** Exercise description **
All lines in the material containing the word "object" need to be copied.

(Information given begins)

PR #849, opened 2022-11-20
fix/esm_master repo errors

mandresm:
# Problems
1. No clear error when using `esm_master get/install-<model>-<version>` and the folder for that model exists.
2. No clear error when using `esm_master get/install-<model>-<version>` and the user introduce incorrectly the user name/password or doesn't have the required permissions.

# Solution
1. If there is a permissions/user identification problem, puts together a summary of those problems and reports it, and adds the `contact` information so that the user knows who to contact about permission problems:
Screenshot 2022-11-20 at 12 54 52
2. If there are no permissions/user identification problems, but the folder already exists, reports a summary of those problems:
Screenshot 2022-11-20 at 12 59 13

# TODO
- [x] @pgierz, @seb-wahl, @JanStreffing, can you try to break this feature (not catching some error on the cloning of the repos) and see if it behaves as you'd like to?
- [x] Add `contact` information in all yamls
- [x] Write docstrings


pgierz:
It's Sunday, go and take a walk while it's not snowing. But also: thank you thank you thank you. This is one part of the tool chain that had driven me crazy so I am very happy for it being more manageable for us on the development side :-)

pgierz:
Awiesm works fine. I'll try again from the dummy account which has no permissions to see what happens.

mandresm:
> Awiesm works fine. I'll try again from the dummy account which has no permissions to see what happens.

Did you try that in the end @pgierz ?

pgierz:
Yup, that worked as well. From my side, this can go over from draft mode to open PR to let the others have a look.

src/esm_master/task.py
```diff
@@ -534,3 +550,181 @@ def output_steps(self):
...
+        """
+        Defines ``self.num_get_commands`` which accounts for the total number of get
+        commands for the current ``esm_master`` operation
+        """
+        self.num_get_commands = 0
+        for command in self.command_list:
+            for subtask in self.subtasks:
+                if command in subtask.package.command_list.get("get", []):
+                    self.num_get_commands += 1
+                    break
```
pgierz, line 566: Should this thing also return something?
```suggestion
    def num_of_get_commands(self):
        """
        Defines ``self.num_get_commands`` which accounts for the total number of get
        commands for the current ``esm_master`` operation
        """
        self.num_get_commands = 0
        for command in self.command_list:
            for subtask in self.subtasks:
                if command in subtask.package.command_list.get("get", []):
                    self.num_get_commands += 1
                    break
        return self.num_get_commands # (Not strictly needed, but might be nice?)
```

mandresm:
Adding contact info to all the models

src/esm_master/task.py
```diff
@@ -534,3 +550,181 @@ def output_steps(self):
...
+
+        Returns
+        -------
+        repo : dict
+            A dictionary containing the following information:
+            - ``package``: the package object that contains all the package info
+            - ``is_repo_operation``: boolean that indicates whether ``command`` is a
+              repo operation
+            - ``is_last_repo``: boolean that indicates whether this is the last repo
+              operation or not
```
pgierz, line 587: Thank you (as always) for nice doc-strings. 👍🏻 🎉

src/esm_master/task.py
```diff
@@ -534,3 +550,181 @@ def output_steps(self):
...
+
+        The ``repo_errors`` attribute itself is a ``dict`` with keys being the failed
+        ``command``s, each of them containing the following variables:
+        - ``model``: model name
+        - ``repo``: url of the repo
+        - ``destination``: destination folder
+        - ``error``: "destination path exist" if the destination exist, and the value
+          of the ``error`` parameter if it the destination does not exist
+
+        Note: because the ``error`` is caught from an ``except`` of a ``subprocess``
```
pgierz: Probably not important, but you can use this:
```
Note
----
```
It might show up in a "more beautiful" way in Sphinx.
```suggestion
        Note
        ---- 
        Since the ``error`` is caught from an ``except`` of a ``subprocess``
```

src/esm_master/task.py
```diff
@@ -534,3 +550,181 @@ def output_steps(self):
...
+            self.repo_errors = {}
+
+        destination = repo["package"].destination
+        # Checks whether the destination path exists to save a "destination path exist"
+        # error
+        if os.path.isdir(destination):
+            error = "destination path exists"
+        for folder in self.folders_after_download:
+            if destination in folder:
+                full_destination = folder
```
pgierz, line 666: I don't entirely understand this part...?

pgierz (changes requested):
Only minor corrections, and I did not understand one part. See the specific comments.

On another note: we should consider blowing this up and re-doing it, as whenever I start looking at `esm-master` it seems to be overly complicated. However, maybe I also just am not deep enough in the code for that part. Perhaps a topic for a hackathon after the holiday break?

src/esm_master/task.py
pgierz: Correction: What happens is clear, but I do not understand why it needs to happen....

src/esm_master/task.py
mandresm: No need to return anything, it's all contained in attributes of the object

src/esm_master/task.py
mandresm: the user tries to install awicm3 but has not permissions for oifs, xios and rnfmap, however, fesom clones because it has no restirctions. The user then gets the persmission error for oifs, xios, rnfmap, contacts Jan or myself and we grant the necessary permisions to the user. Then the user runs the command again and can clone oifs, xios and rnfmap, but git returns an error for fesom because the destination already exist. With this, we can catch this problem and tell the user what to do.

mandresm:
I checked the `esm_tests` differences and the only change is the new `contact` variable. So all good from my side.

mandresm:
#approve-changes

mandresm:
@pgierz gave verbal green light for this :)

mandresm:
#approve-changes

mandresm:
#bump

PR #852, opened 2022-11-21
Docs/esm tests

mandresm:
ESM-Tests documentation. I'll be filling it out slowly, in between meetings...

Here is the link in readthedocs so that people can start using it: https://esm-tools.readthedocs.io/en/docs-esm_tests/esm_tests.html

Please, comment down here if you want a particular feature of `esm_tests` included asap.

(Information given ends)

** Answer to this problem **
+            - ``package``: the package object that contains all the package info
mandresm: No need to return anything, it's all contained in attributes of the object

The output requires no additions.